**THE TASK**
Transcribe the listing from its top line through the line with "allowed or not". Keep it exact, both ends included, and add nothing.

**SUPPLIED INFORMATION**
• • •
Issue #692, opened 2022-11-30
cors middleware vulnerability


dagnelies:
Hi, 

Currently, the cors middleware is vulnerable and has a few culprits.

- the `next` callback is directly invoked, even before the cors checks if the request is allowed or not
- the `next` callback is invoked twice, once for the preflight request and once for the actual request
- by default, all methods are allowed, which differs from the standard which allows only get/head/post by default
- some other defaults are overridden

As a practical example, it would quite be disastrous to first apply `POST /delete-account` before noticing that the origin/method is not allowed. 

Now, this *should* not happen because the preflight request already forbids the browser to send further requests. However, if the preflight request itself triggers some "any method" route (including `OPTIONS`) due to the `next` callback, you may unintentionally trigger the corresponding code instead of having the request blocked.

yusukebe:
This is fixed by #693

PR #693, opened 2022-11-30
Updated CORS

dagnelies:
Do not call `next` for OPTIONS pre-flight requests to avoid side effects and more sensible defaults.

### DIFF
--- a/src/middleware/cors/index.ts
+++ b/src/middleware/cors/index.ts
@@ -12,7 +12,7 @@ type CORSOptions = {
 export const cors = (options?: CORSOptions): MiddlewareHandler => {
   const defaults: CORSOptions = {
     origin: '*',
-    allowMethods: ['GET', 'HEAD'],
+    allowMethods: ['GET', 'HEAD', 'PUT', 'POST', 'DELETE', 'PATCH'],
     allowHeaders: [],
     exposeHeaders: [],
   }
--- a/src/middleware/cors/index.ts
+++ b/src/middleware/cors/index.ts
@@ -13,8 +13,8 @@ export const cors = (options?: CORSOptions): MiddlewareHandler => {
   const defaults: CORSOptions = {
     origin: '*',
     allowMethods: ['GET', 'HEAD'],
-    allowHeaders: ['Content-Type'],
-    exposeHeaders: ['Content-Length'],
+    allowHeaders: [],
+    exposeHeaders: [],
   }
   const opts = {
     ...defaults,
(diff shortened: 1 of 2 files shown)


dagnelies:
Fixes #692

yusukebe:
Hi @dagnelies !

Thank you for the issue and quick fix. It looks good. One thing, could you fix the test to pass the CI?

dagnelies:
Hmmm... replying with the default `Access-Control-Allow-Headers` from the request makes more sense, I restored that. I restored the default empty `exposedHeaders` too. Probably better that way.

src/middleware/cors/index.ts
```diff
@@ -12,7 +12,7 @@ type CORSOptions = {
 export const cors = (options?: CORSOptions): MiddlewareHandler => {
   const defaults: CORSOptions = {
     origin: '*',
-    allowMethods: ['GET', 'HEAD', 'PUT', 'POST', 'DELETE', 'PATCH'],
+    allowMethods: ['GET', 'HEAD'],
```
yusukebe, line 15: I'm reconsidering. How about this line? I think the current implementation is OK.

```ts
['GET', 'HEAD', 'PUT', 'POST', 'DELETE', 'PATCH']
```

Indeed, it is more secure to limit `GET` and `HEAD`, but this is breaking changes. And it may be common to allow the above six methods by default. For example, Express cors implementation:

https://github.com/expressjs/cors/blob/f038e7722838fd83935674aa8c5bf452766741fb/lib/index.js#L10

yusukebe:
@dagnelies 

I've added the comment. Please check it.

src/middleware/cors/index.ts
dagnelies: You are right, it would be a breaking change.

The most important part IMHO is not calling the `next` during the pre-flight request anyway.

dagnelies: While leaving it like this is good to avoid a breaking change, I think it is imperative to indicate in the docs that the allowed HTTP methods are "all" by default.

yusukebe:
@dagnelies 

Thanks! Finally, could you run `yarn denoify` and commit&push the generated file? It will be used for Deno. Please!

dagnelies:
Hmmmm ....I guess I did something wrong ...It generated all test files in `deno_dist` too. 🤔 I Picked it manually.

yusukebe:
> It generated all test files in deno_dist too.

Weird... It should generate only `deno_dist/middleware/cors/index.ts`.

yusukebe:
Complete! Thanks a lot! I'll merge it.

PR #694, opened 2022-11-30
chore: fix lint warnings

dario-piotrowicz:
This fixes all the lint warnings we get in PRs:
Screenshot at 2022-11-30 20-07-23

### DIFF
--- a/src/types.test.ts
+++ b/src/types.test.ts
@@ -27,6 +27,7 @@ describe('Test types of CustomHandler', () => {
   test('No arguments', async () => {
     const handler: Handler = (c) => {
       const data = c.req.valid()
+      // eslint-disable-next-line @typescript-eslint/no-explicit-any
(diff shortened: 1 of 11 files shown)


src/types.test.ts
```diff
@@ -1,4 +1,5 @@
 /* eslint-disable @typescript-eslint/no-unused-vars */
+/* eslint-disable @typescript-eslint/no-explicit-any */
```
dario-piotrowicz, line 2: @yusukebe in this file there are lots of unused variables and incorrect types, I wasn't sure if there is a specific reason for all of this so I just added this eslint-disable comment

If there isn't a specific reason for that let me know and I can do some cleanup here

yusukebe:
Hi @dario-piotrowicz 

Wow great!!! We ignored it, but I was thinking it was not good.
Thank you. I'll merge it.

PR #696, opened 2022-12-01
Fix detecting node runtime

### LINKED ISSUE #685: `c.runtime === 'node'` does not work well
`c.runtime === 'node'` does not work well. It is because the `global.process.title` is such as`/Users/yusuke/.n/bin/node` in my environment. We have to detect which is `node` or not in another way.

yujong-lee:
This resolves #685.

### DIFF
--- a/deno_dist/context.ts
+++ b/deno_dist/context.ts
@@ -219,7 +219,7 @@ export class Context<
       return 'vercel'
     }
 
-    if ((typeof process !== 'undefined') && (process.release.name === 'node')) {
+    if (global?.process?.release?.name === 'node') {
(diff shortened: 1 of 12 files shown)


yusukebe:
Hi @yujong-lee !

```ts
    if (typeof global?.EdgeRuntime !== 'string') {
       return 'vercel'
     }
```

I think this should be:

```ts
if (typeof global?.EdgeRuntime === 'string') {
```

yujong-lee:
@yusukebe  Good catch. Thank you.

yusukebe:
It works fine in my environment. I'll merge it!

PR #700, opened 2022-12-04
feat(handler): "schema" allow normal types

### LINKED ISSUE #689: Handler `Schema` does not allow normal types
Middleware must extend the validator Schema type to provide type safety for middleware specific properties or data. This requires middleware to map normal types to the Hono validator types:
https://github.com/honojs/hono/blob/07efdb5103c4cdb37585724945e26d93f33de383/src/validator/schema.ts#L13-L24

For instance, the following middleware results in a type error.
```typescript
const validateMe = () => {
  const handler: MiddlewareHandler<
    string,
    { Bindings: Bindings },
    { post: { id: string } } // <--- Type '{ post: { id: string; }; }' does not satisfy the constraint 'Partial<Schema>'.
> = async (c, next) => {
   // validation ... 
    await next();
  };
  return handler;
};
```

If one were to implement a Zod based validator one would need to map to the validator specific types which seems unnecessary.

yusukebe:
This PR allows normal types, instead of only allowing `Schema` in the Handler.

```ts
type User = {
  id: string
  name: string
  age: number
}

const handler: Handler<User> = (c) => {
  const user = c.req.valid() // <--- user is User
  // ...
}
```

This change also makes it possible to use the 3rd party library such as "[Zod](https://zod.dev)" for validation.

```ts
import { z } from 'zod'
import type { ZodType } from 'zod'
import { Hono } from '../../../src/hono'
import type { Handler } from '../../../src/index'

const app = new Hono()

const schema = z.object({
  id: z.string(),
  name: z.string(),
  age: z.number(),
})

// You can write a custom validator with Zod:
const zValidtor = <T extends ZodType>(schema: T): Handler<z.infer<T>> => {
  return async (c, next) => {
    const parsed = schema.safeParse(await c.req.json())
    if (!parsed.success) {
    }
    c.req.valid(parsed.data)
    await next()
  }
}

app.post('/post', zValidtor(schema), (c) => {
  const user = c.req.valid() // <--- user will be `User`
  return c.json(user)
})
```

Builtin Validator is recommended, but if developers want to use Zod, they can.

This may resolve #689

### DIFF
--- a/deno_dist/context.ts
+++ b/deno_dist/context.ts
@@ -13,7 +13,7 @@ export type Data = string | ArrayBuffer | ReadableStream
 export class Context<
   P extends string = string,
   E extends Partial<Environment> = Environment,
-  S extends Partial<Schema> = Schema
+  S = Schema
 > {
   req: Request<unknown, P, S extends Schema ? SchemaToProp<S> : S>
   env: E['Bindings']
--- a/deno_dist/context.ts
+++ b/deno_dist/context.ts
@@ -13,7 +13,8 @@ export type Data = string | ArrayBuffer | ReadableStream
 export class Context<
   P extends string = string,
   E extends Partial<Environment> = Environment,
-  S = Schema
+  // eslint-disable-next-line @typescript-eslint/no-explicit-any
+  S = any
 > {
   req: Request<unknown, P, S extends Schema ? SchemaToProp<S> : S>
   env: E['Bindings']
--- a/deno_dist/hono.ts
+++ b/deno_dist/hono.ts
@@ -10,7 +10,6 @@ import { TrieRouter } from './router/trie-router/index.ts'
 import type { ExecutionContext } from './types.ts'
 import type { Handler, Environment, ParamKeys, ErrorHandler, NotFoundHandler } from './types.ts'
 import { getPathFromURL, mergePath } from './utils/url.ts'
-import type { Schema } from './validator/schema.ts'
 
 interface HandlerInterface<
   P extends string,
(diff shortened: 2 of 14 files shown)


yusukebe:
Hi @usualoma @ThatOneBro and others!

I've made the cool feature. If you have time, could you check this PR and share your opinion?

If there are no problems after sometime, I'll merge it.

aulneau:
this is a great starting point. something I've been wondering is if we should adopt a similar position as tRPC in their api, so rather than this
```ts
import { z } from 'zod'
import type { ZodType } from 'zod'
import { Hono } from '../../../src/hono'
import type { Handler } from '../../../src/index'

const app = new Hono()

const schema = z.object({
    id: z.string(),
    name: z.string(),
    age: z.number(),
})

// You can write a custom validator with Zod:
const zValidtor = <T extends ZodType>(schema: T): Handler<z.infer<T>> => {
    return async (c, next) => {
        const parsed = schema.safeParse(await c.req.json())
        if (!parsed.success) {
        }
        c.req.valid(parsed.data)
        await next()
    }
}

app.post('/post', zValidtor(schema), (c) => {
    const user = c.req.valid() // <--- user will be `User`
    return c.json(user)
})
```
We could do something like:

```ts
import { z } from 'zod'
import type { ZodType } from 'zod'
import { Hono } from '../../../src/hono'
import type { Handler } from '../../../src/index'

const app = new Hono()

const schema = z.object({
    id: z.string(),
    name: z.string(),
    age: z.number(),
})

app.post('/post')
    .input(schema)
    .output(schema)
    .return((c) => {
       // TBD, not usre
    })
```

ThatOneBro:
I like this API a lot. I need to test it some but looks good to me. I just started using zod recently so this is a great change!

usualoma:
This is an awesome PR 👍

ryan-mars:
@yusukebe Apologies for taking so long to review. This resolves #689 exactly as I'd hoped. Thank you!!! Please merge. 

Also, I have no personal need for the following suggestion, so I can't comment. 

```typescript 
app.post('/post')
    .input(schema)
    .output(schema)
    .return((c) => {
       // TBD, not usre
    })
```

yusukebe:
@ryan-mars 

> Also, I have no personal need for the following suggestion, so I can't comment.

This relates to the feature that will be introduced in the future. It has nothing to do with this PR. I won't go into details here, but you might like it.

Okay, I'll merge!

PR #706, opened 2022-12-08
fix(reg-exp-router): bug of "star and all" routing

### LINKED ISSUE #699: Bug for "star and all" in RegExpRouter
This bug was revealed in Issue #687 (Thanks a lot, @dagnelies !)

In RegExpRouter, the following test will fail.

```ts
describe.only('ALL and Star', () => {

  router.add('GET', '*', 'star1')
  router.add('GET', '/a', 'a')
  router.add('ALL', '/b/*', 'star2')
  router.add('GET', '/b/bar', 'bar')

  it.only('Should return star1, star2, and bar', async () => {
    const res = router.match('GET', '/b/bar')
    expect(res).not.toBeNull()
    expect(res?.handlers).toEqual(['star1', 'star2', 'bar']) // <--- ['star1', 'bar']
  })
})
```

"star and all" problems are difficult...

yusukebe:
This PR may fix #699.

### DIFF
--- a/deno_dist/router/reg-exp-router/router.ts
+++ b/deno_dist/router/reg-exp-router/router.ts
@@ -136,11 +136,10 @@ export class RegExpRouter<T> implements Router<T> {
 
       Object.keys(routes).forEach((m) => {
         if (method === METHOD_NAME_ALL || method === m) {
-          routes[m][path] ||= [
-            ...(findMiddleware(middleware[m], path) ||
-              findMiddleware(middleware[METHOD_NAME_ALL], path) ||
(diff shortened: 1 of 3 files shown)


yusukebe:
Hi @usualoma !

I'm trying to fix bug #699, and this PR may fix it. Could you review it?

usualoma:
@yusukebe
I am very sorry. I had missed #699.
I am even more sorry, but I would like to modify it in a slightly different way, so let me create another PR. I will get started on it right away.

My apologies for the time you have spent.

PR #709, opened 2022-12-08
`cookie` should return `string | undefined`

unworthyEnzyme:
if a cookie with a name isn't present, `cookie` function returns undefined although this isn't reflected at the type level.

### DIFF
--- a/deno_dist/request.ts
+++ b/deno_dist/request.ts
@@ -33,7 +33,7 @@ declare global {
       (): Record<string, string>
     }
     cookie: {
-      (name: string): string
+      (name: string): string | undefined
       (): Cookie
     }
     bodyData?: BodyData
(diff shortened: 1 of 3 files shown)


yusukebe:
Hi @unworthyEnzyme !

Thank you for the PR. You are right, it should return `string | undefined`.
I want to merge it, but CI failed. Could you fix the tests? I think we can write like below:

```ts
if (yummyCookie) res.headers.set('Yummy-Cookie', yummyCookie)
```

If we should rewrite the tests, it means "breaking changes". We'll write it down clearly in the release.

unworthyEnzyme:
@yusukebe sorry i should've run the tests before opening a pr. Let me check it out tonight.

unworthyEnzyme:
@yusukebe  updated the test. Hope it works now although i am seeing tracing output after i changed the test, is this intended?

yusukebe:
@unworthyEnzyme 

Thank you for updating. 

> Hope it works now although i am seeing tracing output after i changed the test, is this intended?

Yes, no problem! It has been shown before. I'll merge it!

PR #722, opened 2022-12-13
perf(context): `c.text()` returns a response immediately if header is empty

yusukebe:
`c.text()` returns `Response` immediately if headers are empty.

It does not set `Content-Type` intentionally, but `text/plain` is added automatically, so it is not a breaking change. This is mainly for benchmarking, but benchmarking is important.

`GET /` will become 13% faster on Bun!

SS

### DIFF
--- a/deno_dist/context.ts
+++ b/deno_dist/context.ts
@@ -163,7 +163,14 @@ export class Context<
     return this.newResponse(data, status, headers)
   }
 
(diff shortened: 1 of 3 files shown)


ThatOneBro:
Good work! Looks like a nice perf win

yusukebe:
Alright, I'll merge it.

Issue #712, opened 2022-12-09
`HonoRequest`


yusukebe:
Currently, Hono extends`Request` object to handle requests from a client.

```ts
Request.prototype.param = function (this: Request, key?: string) {
//...
}
```

This is efficient, but it is not welcome to extend the Web Standard's Request object. Because it's "standard". So I think it's good to make `HonoReuqest` for wrapping `Request` object.

```ts
class HonoRequest {
  request: Request
  constructor(request: Request) {
    this.request = request
  }

  header(key: string) {
    return this.request.headers.get(key)
  }
  
  //...
}
```

This may make implementation simpler. It may also improve performance.

But this is breaking changes such `c.req.headers.get()` will be obsolete. So we have to include this change in `v3.0.0`.

PR #732, opened 2022-12-17
POC: Internal HonoRequest class

stefanmaric:
This prevents the prototype pollution of the global Request class and prevents issues with type clashes in TypeScript.

Pending to verify:

- [ ] Compat with the diff runtimes and platforms
- [ ] Performance degradation

I simply extended the Request class, but if it doesn't work in all platforms, there's the alternative to wrap the original request object with a Proxy which shouldn't be problematic, but probbly performance will be lesser of that of the current extend approach.


stefanmaric:
Hey @yusukebe this is a total coincidence. :smile: 

I didn't know about #712 until after I sent this PR, while looking for #671 to reference it in this PR.

I've thought about this issue with the Request pollution since that day and today I was upgrading Hono to take advantage of the new worker-types introduced with #673.

This is my last standing Typescript issues with Hono and Cloudflare Workers. Let me know your thoughts!

yusukebe:
Hi @stefanmaric !

So, I am also considering the same things!

I think the current "extending Request object with prototype" is not a good way, to be honest. Then, there are two ways to create "HonoRequest" in my head:

1. Create `HonoRequest` class that extends `Request`, as you wrote in this PR
2. Create `HonoRequest` as a wrapper class of Request. Proposed in #712 

We need to consider the performance.

It still needs to be verified, but "1" may be slower because of the cost of generating `HonoRequest`.

With the "2" I am considering, there is no performance degradation. However, it would be a "big breaking change" because it would be completely different from the current Request object.

```ts
// Just PoC
class HonoRequest {
  originalRequest: Request
  constructor(request: Request) {
    this.originalRequest = request
  }

  header(key: string) {
    return this.originalRequest.headers.get(key)
  }
  
  //...
}
```

As now, I would go with "2". But I'm still not sure if this is the best. If we do it with "2", we have to include it in the next major version "v3.0.0".

yusukebe:
This is the benchmark result that I ran the "Hello World" application with the current version and this PR.

SS

There may be improvement potential, but it's slow.

stefanmaric:
@yusukebe yeah, I expected it to be slower, not that slow tho. :laughing: 

Could you provide instructions on how to run the benchmarks? - I would like to explore different approaches.

yusukebe:
@stefanmaric 

Yes. Code:

```ts
import { Hono } from '../../src/hono'

const app = new Hono()
app.get('/', (c) => c.text('Hii'))

export default app
```

I'm doing benchmarking on Bun.

```
bun run index.ts
```

And using [bombardier](https://github.com/codesenberg/bombardier).

```
bombardier -d 10s --fasthttp 'http://localhost:3000/'
```

---

I'll create the PR for the "2" pattern to create HonoRequest soon.

stefanmaric:
@yusukebe it turns out using a Proxy is faster than extending `Request` (at least in my testing): https://github.com/stefanmaric/hono/compare/poc/hono-request...stefanmaric:hono:poc/hono-request-proxy

I'm getting a ~10% penalty with Proxies vs the ~40% of the extend `Request` approach. I think this would be acceptable.

yusukebe:
Hi @stefanmaric !

Thank you for trying it. I have created #733 with the implementation "2" pattern and mentioned your implementation also. Please check it out.

stefanmaric:
Niiice @yusukebe! I actually prefer the approach in #733 but didn't know breaking changes were an option. Will follow up in the other PR.

yusukebe:
This is no longer necessary. Closing.

Issue #727, opened 2022-12-14
[Proposal] RPC


yusukebe:
I'll introduce an ultra cool feature. It will improve our developer experience. This issue is a continuation of #602.

"[tRPC](https://trpc.io)" is helpful for sharing the types between the server and the client. This means it makes the types an API specification. There is a request to make tRPC adapter #582 , I think it's good to make the adapter as 3rd party middleware.

So, tPRC is great, but we can do it in a better way with Hono because we can make it "integrated".

What we want to do are below:

* Share the request format inferred from the validation schema.
* Share the response format inferred from JSON objects that is returned in a handler.
* Implement "client" not only on the server-side.

Then, I have created those prototypes. They are not fully implemented, but they work. See the screencast:

![output](https://user-images.githubusercontent.com/10682/207732300-2e30a611-cead-4bee-8dd5-2ebdbbe732e6.gif)

Server-side code:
• • •
**OUTPUT OF THE TASK**
Issue #692, opened 2022-11-30
cors middleware vulnerability


dagnelies:
Hi, 

Currently, the cors middleware is vulnerable and has a few culprits.

- the `next` callback is directly invoked, even before the cors checks if the request is allowed or not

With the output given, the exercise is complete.